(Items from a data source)
<<<<

Issue #243, opened 2025-02-06
Sequence equality is broken


frenchy64:
```
clojure.core=> (= (range 5) (range 5))
false
clojure.core=> (= () (lazy-seq))
false


;; from clojure-test

FAIL in (nil) (nil:nil)
expected: (= (range 1) (butlast (range 2)))
  actual: (not (= (0) (0)))

FAIL in (nil) (nil:nil)
expected: (= (range 2) (butlast (range 3)))
  actual: (not (= (0 1) (0 1)))

FAIL in (nil) (nil:nil)
expected: (= (range 3) (butlast (range 4)))
  actual: (not (= (0 1 2) (0 1 2)))
```

jeaye:
I *suspect* this is related to #87, which is due to chunked seqs being borked.

PR #249, opened 2025-02-07
Sequence equality

frenchy64:
Closes https://github.com/jank-lang/jank/issues/243
Closes https://github.com/jank-lang/jank/issues/250
Closes https://github.com/jank-lang/jank/issues/251
Closes https://github.com/jank-lang/jank/issues/274
Closes https://github.com/jank-lang/jank/issues/283

It would be nice to replace `nullptr` returns with `nil` in `sequenceable` but it enables important optimizations for calls to `sequenceable` member functions. I did not investigate returning `option` types.


compiler+runtime/src/cpp/jank/runtime/core.cpp
```diff
@@ -245,7 +245,7 @@ namespace jank::runtime
     }
     else if(!rhs)
     {
-      return !lhs;
+      return false;
```
jeaye, line 248: Why change this? Right now, it would treat two null object ptrs as equal. This would also carry over to us removing `nullptr` support for boxes, such that two nils would be equal.

compiler+runtime/src/cpp/jank/runtime/obj/chunked_cons.cpp
```diff
@@ -167,7 +167,7 @@ namespace jank::runtime::obj
             return false;
           }
         }
-        return true;
+        return seq == nullptr;
```
jeaye, line 170: I don't think this is correct. In the case where `this` is a shorter seq than `o`, we would finish our `for` loop and then need to check if there is some `seq` left over.

compiler+runtime/src/cpp/jank/runtime/obj/cons.cpp
```diff
@@ -77,12 +77,12 @@ namespace jank::runtime::obj
         for(auto it(fresh_seq()); it != nullptr;
             it = runtime::next_in_place(it), seq = runtime::next_in_place(seq))
         {
-          if(seq == nullptr || !runtime::equal(it, seq->first()))
+          if(seq == nullptr || !runtime::equal(it->first(), seq->first()))
```
jeaye, line 80: This seems like a good fix. We'd need the same thing for `chunked_cons` above, though. I wonder where else this cropped up. I have a TODO for sequence equality having a lot of copy pasta.

compiler+runtime/src/cpp/jank/runtime/obj/detail/iterator_sequence.cpp
```diff
@@ -39,7 +39,7 @@ namespace jank::runtime::obj::detail
             return false;
           }
         }
-        return true;
+        return seq == nullptr;
```
jeaye, line 42: Very odd that you made the opposite change here that you did in other places. I think all of them should be `return seq == nullptr;`

compiler+runtime/test/cpp/jank/runtime/core/seq.cpp
```diff
@@ -0,0 +1,18 @@
...
+namespace jank::runtime::core
+{
+  TEST_SUITE("core runtime for seq")
+  {
+    TEST_CASE("sequence_equal")
+    {
+      CHECK(equal(nullptr, nullptr));
+      CHECK(!equal(nullptr, make_box(42)));
+      CHECK(!equal(make_box(42), nullptr));
+    }
```
jeaye, line 16: This is the same test as in the previous file. Doesn't do anything with sequences.

jeaye (changes requested):
Lots of good fixes in here. I think there are some introduced bugs though. I tried to pick them out.

compiler+runtime/src/cpp/jank/runtime/core.cpp
frenchy64: Thanks, I missed that box overloaded `!`.

compiler+runtime/src/cpp/jank/runtime/obj/cons.cpp
frenchy64: > We'd need the same thing for chunked_cons above, though.

Done.

> I wonder where else this cropped up.

Several places. I think I reverted some of them accidentally when experimenting with replace `nullptr` with `nil_const()`, I'll have another look.

> I have a TODO for sequence equality having a lot of copy pasta.

I wasn't sure how to tackle it, but I can at least write more tests so then the abstraction can be validated easily.

compiler+runtime/src/cpp/jank/runtime/obj/chunked_cons.cpp
frenchy64: > In the case where this is a shorter seq than o, we would finish our for loop and then need to check if there is some seq left over.

This is my attempt at adding that check. At this point, we've already called `next_in_place(seq)`, and `seq` will be `nullptr` if there's none left over.

compiler+runtime/src/cpp/jank/runtime/obj/cons.cpp
jeaye: Don't worry about removing support for `nullptr` yet. Certainly not in this PR, which already has a lot going on.

jeaye: I have some ideas for how to do it. The tests are very welcome, though.

compiler+runtime/src/cpp/jank/runtime/core.cpp
frenchy64: Actually, could you look at this again? At this point we already know `!lhs` is `false`, so I think returning either is equivalent.

Would this be another way of writing the test?

```c++
if(!lhs != !rhs) return false
```

compiler+runtime/test/cpp/jank/runtime/core/seq.cpp
frenchy64: Added tests for `sequence_equal`.

frenchy64:
Found and fixed a couple more issues while I scanned everything. Lmk if I should to pull them out.

- `apply_to` isn't compatible with seqs that return fresh seqs from `next_in_place`. Not sure if they exist, but `persistent_list` is implemented that way.
- removed transient cases to resolve https://github.com/jank-lang/jank/issues/274
  - extra: `conj` case for seqables didn't seem right to me compared to Clojure, so I removed it. For one, it changes the type of the seqable to a seq.
- added paranoid assertions for `nil` and `null` while the function/template ambiguity exists for `runtime::{next,seq,next_in_place,fresh_seq}`.

compiler+runtime/src/cpp/jank/runtime/core.cpp
frenchy64: Added assertions to point out my reasoning.

compiler+runtime/src/cpp/jank/runtime/obj/chunked_cons.cpp
frenchy64: We're talking about the same diff, right?

```
-       return true;
+       return seq == nullptr;
```

jeaye: I think I saw the opposite diff. :shrug: My mistake!

compiler+runtime/src/cpp/jank/runtime/obj/chunked_cons.cpp
```diff
@@ -162,12 +162,15 @@ namespace jank::runtime::obj
         for(auto it(fresh_seq()); it != nullptr;
             it = runtime::next_in_place(it), seq = runtime::next_in_place(seq))
         {
-          if(seq == nullptr || !runtime::equal(it, seq->first()))
+          assert(it != nil::nil_const());
+          assert(seq != nil::nil_const());
```
jeaye, line 166: It's impossible for these assertions to be false, proven by the type system. I think you're concerned about the `next_in_place(it)` call somehow returning an `object_ptr`. But it could never do that, since it would result in a compiler error.

Now, the history is that `next_in_place` has been in flux for a year or so and I was making some changes which would allow for it to be optional. That never happened, but it's why we're not using `it->next_in_place()` here. Ultimately, it's doing the same thing and all of these can be changed back. I just haven't done that yet, since it's a perf change and I haven't been focusing on perf.

Either way, your concerns about this being nil should not be keeping you up. `auto it(fresh_seq());` means that we'll have a fully typed `it` for the currently visited object. We cannot assign an `object_ptr` to it. C++ won't allow it.

compiler+runtime/src/cpp/jank/runtime/obj/repeat.cpp
```diff
@@ -16,6 +16,7 @@ namespace jank::runtime::obj
     : value{ value }
     , count{ count }
   {
+    assert(0 < to_int(count));
```
jeaye, line 19: Feels like this could be an exception, rather than assertion, since someone embedding jank may create it a repeat with `0` and we don't need to kill the whole program.

jeaye (changes requested):
Mostly a rehash of our slack discussion, but also called out some other concerns.

compiler+runtime/src/cpp/jank/runtime/behavior/callable.cpp
```diff
@@ -878,88 +878,88 @@ namespace jank::runtime
           case 1:
             return dynamic_call(source, s->first());
           case 2:
-            return dynamic_call(source, s->first(), s->next_in_place()->first());
+            return dynamic_call(source, s->first(), (s = s->next_in_place())->first());
```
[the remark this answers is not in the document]
frenchy64: > Either way, let's please undo this file's changes.

Sure.

> I don't want to impact its perf for this one case which needs to change anyway.

I don't think the bug is reachable right now.

`persistent_list::next_in_place` is the potential problem, but it's currently unreachable to `apply_to` since a fresh seq is taken and then `persistent_list_sequence::next_in_place` is called instead.

I'm not sure what would happen if `persistent_list_sequence` were removed and (presumably) replaced with `persistent_list` itself. I think the `apply_to` bug would be introduced if `persistent_list::next_in_place` continued to allocate a new list, as is implied in this comment.

```c++
  persistent_list_sequence_ptr persistent_list::next_in_place() const
  {
    /* In-place updates don't make sense for lists, since any call to fresh_seq would return
     * a list sequence. So we know, principally, that a list itself cannot be considered fresh. */
    return next();
  }
```

compiler+runtime/src/cpp/jank/runtime/core.cpp
```diff
@@ -243,9 +243,10 @@ namespace jank::runtime
     {
       return !rhs;
     }
-    else if(!rhs)
+    if(!rhs)
```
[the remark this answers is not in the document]
frenchy64: I added back the `else`. Since the compiler pointed out the assertion was redundant, does that mean returning `false` is equivalent to returning `!lhs`?

compiler+runtime/src/cpp/jank/runtime/obj/repeat.cpp
frenchy64: Done.

It doesn't necessarily need to be an error either. We can made these constructors robust by adding checks in its members.

compiler+runtime/src/cpp/jank/runtime/obj/chunked_cons.cpp
frenchy64: Thanks for the explanation. What about something like this loop? Can this be `nil`?

https://github.com/jank-lang/jank/blob/bf75688aa2dca21f2db111393b20c5d047c68e8c/compiler%2Bruntime/src/cpp/clojure/core_native.cpp#L575-L581

frenchy64: Eep.

```clojure
clojure.core=> (== 1 1 1 1 1)
Exception: not a number: nil
```

compiler+runtime/src/cpp/jank/runtime/behavior/callable.cpp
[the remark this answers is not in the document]
jeaye: The comment would no longer apply, if we removed `persistent_list_sequence`.

compiler+runtime/src/cpp/jank/runtime/core.cpp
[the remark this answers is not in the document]
jeaye: Yep, equivalent. Was just like that for symmetry.

compiler+runtime/src/cpp/jank/runtime/obj/chunked_cons.cpp
jeaye: That one can be `nil`, yes, since it's using the `object_ptr` overloads. However, it cannot be `nullptr`, since those functions never return `nullptr`.

compiler+runtime/src/cpp/clojure/core_native.cpp
```diff
@@ -578,7 +578,8 @@ jank_object_ptr jank_load_clojure_core_native()
         return obj::boolean::false_const();
       }
 
-      for(auto it(fresh_seq(rest)); it != nullptr; it = next_in_place(it))
+      for(auto it(fresh_seq(rest)); it != nullptr && it != obj::nil::nil_const();
```
jeaye, line 581: So, here, `it` cannot be `nullptr`. That's not part of the contract. Everything returned from `runtime::` fns should be non-null.

The one exception is the `next_in_place` and `fresh_seq` templates. Ultimately, we can remove those (not in this PR); they're only there for a historical partial refactor which never panned out.

There should never be a case, right now, where we need to check for nullptr *and* nil.

jeaye (approved):
All good with your previous changes. The new bug fix has a comment, though. I'll fix it locally.

Thanks for the iteration, Ambrose!

compiler+runtime/src/cpp/clojure/core_native.cpp
frenchy64: > There should never be a case, right now, where we need to check for nullptr and nil.

There's a few more in `multi_function.cpp`.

>>>>

Exercise aim. Select every line above that contains the word "cannot", and copy it.

Finished task.
Either way, your concerns about this being nil should not be keeping you up. `auto it(fresh_seq());` means that we'll have a fully typed `it` for the currently visited object. We cannot assign an `object_ptr` to it. C++ won't allow it.
     * a list sequence. So we know, principally, that a list itself cannot be considered fresh. */
jeaye: That one can be `nil`, yes, since it's using the `object_ptr` overloads. However, it cannot be `nullptr`, since those functions never return `nullptr`.
jeaye, line 581: So, here, `it` cannot be `nullptr`. That's not part of the contract. Everything returned from `runtime::` fns should be non-null.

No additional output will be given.